At the centre of this reality lies not just one party or coalition, but a pattern that cuts across the entire political class. Platforms change. Actors remain. Alignments shift. Interests endure. The question is no longer whether defection is occurring, but whether it has become the organising principle of Nigerian politics.
The Constitutional Reality vs Political Practice
The law, at least on paper, is unambiguous. Sections 68(1)(g) and 109(1)(g) of the 1999 Constitution provide that:
“a legislator who defects from the party that sponsored his election must vacate his seat, except in cases of division within the party or merger.”
The logic is sound. Electoral mandates are not personal trophies; they are political trusts anchored on party platforms. When that platform is abandoned, the legitimacy of continued representation is called into question.
In theory, the law is firm. In practice, it is elastic.
Nigeria political defection occurs with striking regularity, yet consequences rarely follow. The constitutional exception of “division within the party” has been stretched into a convenient justification. It is invoked repeatedly to legitimise movement that is, in essence, simple political repositioning. What was designed as a safeguard has become an escape route.
A Cross-Party Culture of Realignment
If defection were confined to one political party, it might be dismissed as internal instability. But it cuts across all platforms—from the Peoples Democratic Party (PDP) to the All Progressives Congress (APC), from the Labour Party to the African Democratic Congress (ADC).
This party realignment across all parties does not invalidate the law; it exposes the absence of ideological anchoring within the system. Political parties should represent distinct ideas and visions. In Nigeria, they often function instead as vehicles for power acquisition. When politicians move, they are switching platforms while retaining the same networks and ambitions.
The ADC and the “Alliance of Convenient Democrats”
It is within this context that the current coalition around the African Democratic Congress must be understood. ADC was conceived as a third-force platform, a potential vehicle for renewal. Yet its present configuration reflects a convergence of actors whose trajectories span both the PDP era and the APC ascendancy.
These are not outsiders to power. They are, in many cases, its long-standing custodians. The restructuring of power under President Bola Ahmed Tinubu altered internal balances. Out of that recalibration has emerged a coalition—less a new political force than a reassembly of familiar actors.
The Erosion of Democratic Ethics
This fluidity carries heavy consequences for the nation. It undermines the voter mandate, as citizens vote for platforms based on programmes. When officials abandon those platforms, the link between voter choice and governance weakens.
Within this marketplace, the present coalition assumes a definable character—an Alliance of Convenient Democrats. The constitutional provisions on defection were designed to stabilise the system. However, they operate in an environment that rewards movement. Where incentives favour defection, legal constraints are stretched and often bypassed.
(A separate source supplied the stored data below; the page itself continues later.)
PR #3620, opened 2022-07-25
Arrange base layers menu in a grid

AntonKhorev:
Make layer selection buttons take less space on smaller screens, otherwise they are too stretched horizontally. And we may need more space for other things like note/data/trace checkboxes that are too small on mobile devices.

Screenshot_20220725-184122


mmd-osm:
I'm wondering why this change didn't go into small.scss, if it's mainly targeting small screens/mobile devices.

gravitystorm:
> I'm wondering why this change didn't go into small.scss, if it's mainly targeting small screens/mobile devices.

I'd like to get rid of small.scss entirely at some point.

The way that bootstrap works (and one of the aspects of "mobile-first" design in general) is that you make everything work on small screens, and then you do extra things on larger screens where necessary. This is why all the [bootstrap utils](https://getbootstrap.com/docs/5.1/utilities/spacing/) work on a "size-or-greater" approach. So you have e.g. `mx-3 mx-md-6` meaning that a horizontal margin is considered as 3 by default, and then 6 on "medium-or-larger" screens. It gets mentally confusing if you consider `mx-3 mx-md-6` meaning a margin of six by default, with a margin of 3 on smaller screens.

So our approach should be to have everything currently in small.css considered as the default, and then a "large.scss" for any larger-screen overrides. But these are few so it probably doesn't warrant a separate file, so my plan is to combine the remains of small.scss into common.scss . And many of the screen-size dependent changes are no longer in our custom scss files anyway, and the remaining custom css is being reduced too.

gravitystorm (changes requested):
Thanks for the design idea, which I'm happy with on initial review.

However the implementation is based on additional custom css rules, including a custom grid and specific pixel widths for gaps etc. I can't support that approach. 

We're using Bootstrap for all of our layouts now, and this PR should do the same. See e.g. [Bootstrap Grids](https://getbootstrap.com/docs/5.1/layout/grid/)

AntonKhorev:
> I'm wondering why this change didn't go into small.scss, if it's mainly targeting small screens/mobile devices.

Because there's nothing that is screen size-specific in this code.

> However the implementation is based on additional custom css rules, 

> including a custom grid

See below for reasons.

> and specific pixel widths for gaps etc. I can't support that approach.

There are two pixel values:

- gap width that you already have in `margin-bottom: 8px;` which I replaced with `gap`
- minimal width for layer buttons. I tried different widths and picked the one that I think works better for various screen sizes.

> We're using Bootstrap for all of our layouts now, and this PR should do the same. 

If you want more complicated code where you alter the html to declare rows and use screen-size based breakpoints, you'll do that. You'll have to declare a container, then rows, then put probably two columns in each row for buttons. Then you'll have to make sure that rows are disabled on small screens because they are narrow, and on large screens because the layers menu becomes narrow again ([with a *specific pixel value* of 250 for width](https://github.com/openstreetmap/openstreetmap-website/blob/2cbf6062fc1d9a1f169c36f98d5ff383575cef0a/app/assets/stylesheets/common.scss#L449)). Note that number of declared columns is kind of arbitrary because what you actually want is for buttons not to be too small. So the number of columns per row is going to be an indirect way to set the minimum button width. And screen-size breakpoints are going to be an indirect way to have a condition on the layers menu width.

> See e.g. [Bootstrap Grids](https://getbootstrap.com/docs/5.1/layout/grid/)

And you'll see there that Bootstrap grids are not [css grids](https://developer.mozilla.org/en-US/docs/Web/CSS/CSS_Grid_Layout), they are based on [flexbox](https://developer.mozilla.org/en-US/docs/Web/CSS/CSS_Flexible_Box_Layout). I use css grid here in order *not do declare rows and columns manually* because there's no intrinsic meaning behind putting this button in this row&column and that button in that row&column. That's what "custom grid" is for in this case. If you actually going to argue that let's say *Cycle map* layer button should be in the right column for some reason, you'll create that column manually and put the button there. But I see no such reason.

gravitystorm:
I'm not going to argue the merits of one grid system against another - I'm not an expert in either! I'll note that bootstrap 5 has experimental support for CSS grids, that's disabled by default. Maybe that will become default in the future or we'll switch to it or something, I have no idea.

What I will say though is that we've spent a lot of time and effort getting rid of lots of our old custom CSS and using bootstrap instead. This brings unification to our style (e.g. no longer having arbitrary pixels everywhere), opens up the possibilities for easier customisation, and gives us free updates - the effort that goes into bootstrap far exceeds any effort we can put in to maintaining our own custom CSS, and the number of people familiar with bootstrap is far greater than the number of people familiar with our custom CSS.

I'm happy to still use custom CSS where it's necessary, but I really want to avoid it where there's an alternative.

In this case, we already have "grids of things that rearrange themselves based on screen size" elsewhere on the site, so it needs some pretty compelling reason to have this particular "grid of things" implemented entirely differently than the others.

AntonKhorev:
> In this case, we already have "grids of things that rearrange themselves based on screen size" elsewhere on the site, so it needs some pretty compelling reason to have this particular "grid of things" implemented entirely differently than the others.

Is *not being based on screen size but being based on a container size* a compelling reason?

AntonKhorev:
> I'm not going to argue the merits of one grid system against another - I'm not an expert in either! 

I'm not arguing about merits of grid system. I'm arguing about [explicitly specified grids vs implicitly specified ones](https://developer.mozilla.org/en-US/docs/Web/CSS/CSS_Grid_Layout/Basic_Concepts_of_Grid_Layout#the_implicit_and_explicit_grid). Let's say you have a commenting UI where you have a textarea and on the left side and a box with kramdown hints on the right side. You want textarea on the left and kramdown hints on the right. Therefore you declare that there's a row with two columns, the left column contains the textarea and the right one contains the hints.

Now you have a set of layer switching buttons. You *don't care which rows and columns they occupy*. Why would you go and write out those rows and columns if you don't care about them?

> I'll note that bootstrap 5 has experimental support for CSS grids, that's disabled by default. Maybe that will become default in the future or we'll switch to it or something, I have no idea.

You mean this thing?
https://getbootstrap.com/docs/5.1/layout/css-grid/

You still have to declare rows and columns manually with it, right? That's still an *explicit* grid. The reason to do the grid differently for layer buttons is because it's an *implicit* grid.

AntonKhorev:
> @AntonKhorev to be honest, it pains me to read the last few messages.

Let's clear this up. Are you telling that I should have used an explicit grid for layer buttons?

> Andy gave a clear guidance on how he thinks the code should be structured.

In case you think that I should have used implicit grid:
A clear guidance would be telling me how to do implicit grids in Bootstrap. I'm not a Bootstrap expert and I don't know how to do it. I searched for the relevant css properties in bootstrap source code and found nothing: https://github.com/twbs/bootstrap/search?q=grid-template , at least in the current version. Maybe there's some plugin?

In case you think that explicit grid is better: why? Is it just about not using any css features that are not defined in Bootstrap? And why is that? For maintenance because the code will get more complicated otherwise? My proposed change here adds three css properties and removes one. You hardly can do this change any simpler than that.

gravitystorm:
> You _don't care which rows and columns they occupy_. Why would you go and write out those rows and columns if you don't care about them?

We've used https://getbootstrap.com/docs/5.1/layout/grid/#row-columns elsewhere on the site, which allows us to avoid being explicit, and also set different numbers of columns for different screen sizes.

> Is _not being based on screen size but being based on a container size_ a compelling reason?

It's a nice reason, but on its own isn't compelling - partly because the container size is based on screen size in this case.

AntonKhorev:
> > You _don't care which rows and columns they occupy_. Why would you go and write out those rows and columns if you don't care about them?
> 
> We've used https://getbootstrap.com/docs/5.1/layout/grid/#row-columns elsewhere on the site, which allows us to avoid being explicit, and also set different numbers of columns for different screen sizes.

But that way you still specify the number (and contents) of columns. But why would you care about the number of columns for layer buttons? Why not saying "however many columns possible as long as they are equal width and wider than this size"? That's what you can specify with one css property.

> > Is _not being based on screen size but being based on a container size_ a compelling reason?
> 
> It's a nice reason, but on its own isn't compelling - partly because the container size is based on screen size in this case.

And then you'll have this weird condition to check where on small screens the container is narrow, on wider screens it's wider and on yet wider screens it's narrow again.

AntonKhorev:
> However the implementation is based on additional custom css rules, including a custom grid and specific pixel widths for gaps etc. I can't support that approach.

I still don't understand if you are against specific widths *in pixels* or widths in any units. Since the limiting factor for layer buttons are labels, it would make sense to specify the minimum width in character-based units, unless you don't want to specify it in any way of course.

gravitystorm:
> I still don't understand if you are against specific widths _in pixels_ or widths in any units.

In general I'm against specific widths appearing in custom.css (in fact, I'd be quite happy to remove most of what remains in common.scss entirely, but that's an ongoing project). 

So for example, `.layers-ui.base-layers li` contains `margin-bottom: 8px` - this is an example of a style rule that should be removed, and replaced with either a) nothing, since bootstrap applies appropriate margin-bottoms to most components anyway or b) a bootstrap utility, e.g. mb-3. This way, margins are kept consistent all around the site, and are easy to change by customising bootstrap centrally. Same with the border-radius - these buttons don't need a custom border radius that's different from every other border radius used on the site; they should be using a [bootstrap corner radius](https://getbootstrap.com/docs/5.1/utilities/borders/#border-radius) utility class.

So the same applies to grids, grid spacing, grid margins etc - no singular grid should have its own widths set, since that means they are inconsistent with any other grid used in the site.

This might seem unimportant, but small things like these often cause unexpected problems. For example, we used to have various `h1` and `h2` elements around the site with their own style rules and custom font sizes, originally in px and more recently in rem. But even those are now causing problems, since these hardcoded style rules interfere with the recently adopted [RFS](https://getbootstrap.com/docs/5.1/getting-started/rfs/) - see #3630. 

I hope that explains things.

AntonKhorev:
> So for example, `.layers-ui.base-layers li` contains `margin-bottom: 8px` - this is an example of a style rule that should be removed, and replaced with either a) nothing, since bootstrap applies appropriate margin-bottoms to most components anyway

But that's not going to happen in our case because:

- layer selection buttons are not Bootstrap components
- we want horizontal gap when two columns are visible - actually there is a default horizontal gap but it's too wide

> or b) a bootstrap utility, e.g. mb-3.

In #3629  I added `g-2` class to rows for 8px gap:
https://github.com/openstreetmap/openstreetmap-website/pull/3629/files#diff-87e33ea7d5e625dd851a78a3192719681de20caea8edd278a10f5342585c98e7R37

> This way, margins are kept consistent all around the site, 

Not in this case because I added a class just in this particular place.

> and are easy to change by customising bootstrap centrally. 

Not in this case unless you are going to redefine `g-2` globally.

> So the same applies to grids, grid spacing, grid margins etc - no singular grid should have its own widths set,

But this grid has its own spacing etc.

> since that means they are inconsistent with any other grid used in the site.

What this grid is supposed to be consistent with if there's no similar grid in the site?

Was adding `g-2` wrong in this case? If it was should I have used the default values instead (larger horizontal gaps and no vertical gaps)? But they look ugly. If it wasn't, why? There's no consistency / centrality in this case and it's still specifying the gap but in a different place in different units.

AntonKhorev:
Looking at other grid code I guess the answer to "Was adding g-2 wrong in this case?" should be yes, because there are margin classes with sizes etc.

AntonKhorev:
I expected merge conflicts here and there wasn't any, but I updated this PR anyway.

> However the implementation is based on additional custom css rules

now there's only one rule. Of course the most likely scenario under which this will get accepted is some new version of Bootstrap adds an utility class that does exactly this thing. Looks like 5.3 still doesn't have it.

> including a custom grid

now it's Bootstrap's `.d-grid` (which is the same as `display: grid`)

> and specific pixel widths for gaps

not it's Bootstrap's `.gap-2` (which is the same as that specific pixel value unless the spacer gets changed; it wasn't me put that specific value in css)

Postscript: When the Referee Blows the Whistle
As the theatre of realignment gathers pace, the intervention of the electoral umpire offers a sobering reminder. The Independent National Electoral Commission (INEC) has moved to delist the names of David Mark and Rauf Aregbesola as National Chairman and National Secretary of the ADC, withholding recognition of activities tied to contested leadership.
This is more than administrative housekeeping. It is institutional signalling. Authority in a democracy is not conferred by prominence, but grounded in process.
Nigeria does not lack laws governing political behaviour. What it lacks is a political culture that treats those laws as binding. For when every party becomes a temporary address, movement is no longer remarkable. It becomes routine. And when it becomes routine, the law is not necessarily broken; it is simply ignored.